Prove that $(x_{n})_{n\in\mathbb{N}}$ is Cauchy iff $(y_{n})_{n\in\mathbb{N}}$ is Cauchy.

Question

Exercise

Let $(X,d_{X})$ be a metric space and let $(x_{n})_{n\in\mathbb{N}}$ and $(y_{n})_{n\in\mathbb{N}}$ be two sequences such that $d(x_{n},y_{n}) < \frac{1}{n+1}$ for every $n\in\mathbb{N}$.

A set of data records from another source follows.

Issue #401, opened 2017-05-01
Add ctrl+tab (and visual contextual action) for IntelliSense


Zlatkovsky:
See combo of 

    editor.getAction('editor.action.triggerSuggest');

and <https://microsoft.github.io/monaco-editor/playground.html#interacting-with-the-editor-adding-an-action-to-an-editor-instance>

May want to ask is there is a way of extending shortcut / duplicating action.

Zlatkovsky:
Similar to https://github.com/Microsoft/monaco-editor/issues/225

PR #463, opened 2017-06-29
Added trigger suggest hotkey and context menu item

kevishi:
## Description

Added a Trigger Suggest hotkey (F2) and context menu item.

## Testing

Hotkey and context item tested in Excel, Chrome, Edge, Firefox.

### DIFF
--- a/src/client/app/containers/editor.ts
+++ b/src/client/app/containers/editor.ts
@@ -38,8 +38,7 @@ export class Editor implements AfterViewInit {
      * Initialize the component and subscribe to all the necessary actions.
      */
     async ngAfterViewInit() {
-        this._monacoEditor = await this._monaco.create(this._editor, { theme: 'vs' });
-        let editor = this._monacoEditor;
+        const editor = await this._monaco.create(this._editor, { theme: 'vs' });
         editor.addAction({
             id: Strings.triggerActionId,
             label: Strings.triggerActionLabel,
@@ -50,8 +49,10 @@ export class Editor implements AfterViewInit {
             contextMenuOrder: 0,
             run: () => editor.trigger('ngAfterViewInit', Strings.monacoTriggerAction, {})
         });
+        this._monacoEditor = editor;
         this._createTabs();
         this._subscribeToState();
+
     }
 
     changeTab = (name: string = 'script') => {
--- a/src/client/app/containers/editor.ts
+++ b/src/client/app/containers/editor.ts
@@ -39,6 +39,16 @@ export class Editor implements AfterViewInit {
      */
     async ngAfterViewInit() {
         this._monacoEditor = await this._monaco.create(this._editor, { theme: 'vs' });
+        let editor = this._monacoEditor;
+        editor.addAction({
+            id: 'trigger-suggest',
+            label: 'Trigger Suggest',
+            keybindings: [monaco.KeyCode.F2],
+            keybindingContext: null,
+            contextMenuGroupId: 'navigation',
+            contextMenuOrder: 5.5,
+            run: () => editor.trigger('ngAfterViewInit', 'editor.action.triggerSuggest', {})
+        });
         this._createTabs();
         this._subscribeToState();
     }
--- a/src/client/app/containers/editor.ts
+++ b/src/client/app/containers/editor.ts
@@ -41,6 +41,7 @@ export class Editor implements AfterViewInit {
         this._monacoEditor = await this._monaco.create(this._editor, { theme: 'vs' });
         let editor = this._monacoEditor;
         editor.addAction({
+            // Unique id for action
             id: 'trigger-suggest',
             label: Strings.triggerActionLabel,
             keybindings: [monaco.KeyCode.F2],
--- a/src/client/app/containers/editor.ts
+++ b/src/client/app/containers/editor.ts
@@ -46,7 +46,8 @@ export class Editor implements AfterViewInit {
             keybindings: [monaco.KeyCode.F2],
             keybindingContext: null,
             contextMenuGroupId: 'navigation',
-            contextMenuOrder: 0,
+            // Put action at top of context menu
+            contextMenuOrder: 0, 
             run: () => editor.trigger('ngAfterViewInit', 'editor.action.triggerSuggest', {})
         });
         this._createTabs();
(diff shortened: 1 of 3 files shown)


src/client/app/containers/editor.ts
```diff
@@ -39,6 +39,16 @@ export class Editor implements AfterViewInit {
      */
     async ngAfterViewInit() {
         this._monacoEditor = await this._monaco.create(this._editor, { theme: 'vs' });
+        let editor = this._monacoEditor;
```
Zlatkovsky: Why are you creating a new variable for this?  why not just re-use `this._monacoEditor` as is, and call `addAction` on it.

src/client/app/containers/editor.ts
```diff
@@ -39,6 +39,16 @@ export class Editor implements AfterViewInit {
...
+        editor.addAction({
+            id: 'trigger-suggest',
+            label: 'Trigger Suggest',
+            keybindings: [monaco.KeyCode.F2],
+            keybindingContext: null,
+            contextMenuGroupId: 'navigation',
+            contextMenuOrder: 5.5,
```
Zlatkovsky: Could you add a comment for what `5.5` means?

src/client/app/containers/editor.ts
```diff
@@ -39,6 +39,16 @@ export class Editor implements AfterViewInit {
      */
     async ngAfterViewInit() {
         this._monacoEditor = await this._monaco.create(this._editor, { theme: 'vs' });
+        let editor = this._monacoEditor;
+        editor.addAction({
+            id: 'trigger-suggest',
```
Zlatkovsky: Where is this ID used?

src/client/app/containers/editor.ts
```diff
@@ -39,6 +39,16 @@ export class Editor implements AfterViewInit {
...
+            label: 'Trigger Suggest',
```
Zlatkovsky: Please add it to the Strings file

src/client/app/containers/editor.ts
```diff
@@ -39,6 +39,16 @@ export class Editor implements AfterViewInit {
...
+            keybindings: [monaco.KeyCode.F2],
+            keybindingContext: null,
+            contextMenuGroupId: 'navigation',
+            contextMenuOrder: 5.5,
+            run: () => editor.trigger('ngAfterViewInit', 'editor.action.triggerSuggest', {})
+        });
```
Zlatkovsky: What about removing some of the unneeded (top) items in the context menu?

src/client/app/containers/editor.ts
kevishi: I need to access it in the lambda function in addAction's run. Inside the function defintion "this" becomes "undefined"

src/client/app/containers/editor.ts
kevishi: The id is internal to monaco, it needs to be "unique" to show up.

src/client/app/containers/editor.ts
Zlatkovsky: Oh, I see, interesting.  That might be worth pointing out in a comment.  And in that case I would initially do a `const editor = await this._monaco.create(...)`, and then set `this._monacoEditor = editor` at the very end.

src/client/app/containers/editor.ts
Zlatkovsky: ok, please add a comment to this effect.

src/client/app/containers/editor.ts
kevishi: From my brief dive into context menu options this seems to be hidden in monaco internals

src/client/app/helpers/strings.ts
```diff
@@ -112,6 +112,11 @@ export class Strings {
 
     static readonly deleteSnippetConfirm = 'Are you sure you want to delete this snippet?';
 
+    static readonly triggerActionId = 'trigger-suggest';
```
Zlatkovsky: No no.  Please only include actual localizable strings in here (only the `triggerActionLabel`).  The rest should be constants in `editor.ts`, but it will never be localized or even make sense form here, so no need to be here in Strings.

kevishi: that makes much more sense

src/client/app/helpers/strings.ts
```diff
@@ -112,6 +112,8 @@ export class Strings {
 
     static readonly deleteSnippetConfirm = 'Are you sure you want to delete this snippet?';
 
+    static readonly triggerActionLabel = 'Trigger Suggest';
```
Zlatkovsky: When you think of this getting localized across multiple languages and people needing to figure out what this string means:  should it be more like `editorTriggerSuggestLabel` or `editorTriggerSuggestMenuItemLabel`?

Other than that, looks good.  Please push one final commit, and then I will merge it in.

src/client/app/containers/editor.ts
```diff
@@ -39,6 +39,17 @@ export class Editor implements AfterViewInit {
...
     async ngAfterViewInit() {
         this._monacoEditor = await this._monaco.create(this._editor, { theme: 'vs' });
+        let editor = this._monacoEditor;
+        editor.addAction({
+            id: 'trigger-suggest',
+            label: Strings.triggerActionLabel,
+            keybindings: [monaco.KeyCode.F2],
+            keybindingContext: null,
+            contextMenuGroupId: 'navigation',
+            // Put action at top of context menu
```
Zlatkovsky: Could you make it be a `/* ... */` sort of comment?  I.e.,:

        contextMenuOrder: 0 /* put at top of context menu */,

src/client/app/containers/editor.ts
```diff
@@ -39,6 +39,17 @@ export class Editor implements AfterViewInit {
      */
     async ngAfterViewInit() {
         this._monacoEditor = await this._monaco.create(this._editor, { theme: 'vs' });
+        let editor = this._monacoEditor;
+        editor.addAction({
+            id: 'trigger-suggest',
```
Zlatkovsky: could you add a comment:

        id: 'trigger-suggest' /* must be unique id */

src/client/app/helpers/strings.ts
kevishi: Now that I actually remember what it does I would think either 'editorTriggerSuggestMenuItemLabel' or 'editorTriggerSuggestContextMenuLabel'

Zlatkovsky:
Resolves https://github.com/OfficeDev/script-lab/issues/401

Prove that $(x_{n})_{n\in\mathbb{N}}$ is Cauchy iff $(y_{n})_{n\in\mathbb{N}}$ is Cauchy.

My attempt

Suppose that $x_{n}$ is a Cauchy sequence. This means that \begin{align*} (\forall\varepsilon > 0)(\exists N\in\mathbb{N})(\forall m,n\in\mathbb{N})(m\geq n\geq N \Rightarrow d_{X}(x_{m},x_{n}) < \varepsilon). \end{align*}

I do not know to proceed, but I think the following inequality may be useful:

\begin{align*} d_{X}(y_{m},y_{n}) & \leq d_{X}(y_{m},x_{m}) + d_{X}(x_{m},x_{n}) + d_{X}(x_{n},y_{n})\\ \end{align*}

Can anyone suggest me how finish the proof?

Answer 1

Let's start here:

$$\begin{align*} d_{X}(y_{m},y_{n}) & \leq d_{X}(y_{m},x_{m}) + d_{X}(x_{m},x_{n}) + d_{X}(x_{n},y_{n})\\ \end{align*}$$

• Since $(x_n)$ is Cauchy, the middle term goes to zero as $n,m \to \infty$
• By assumption, we have that $$d(x_{m},y_{m}) < \frac{1}{m+1} \qquad d(x_{n},y_{n}) < \frac{1}{n+1}$$ and hence $d(x_m,y_m),d(x_n,y_n) \to 0$ as $n,m \to \infty$

Consequently, $d(y_m,y_n) \to 0$ as $m,n \to \infty$.

I'll let you fill in the details as to why it works; this is just the rough sketch proof of the matter.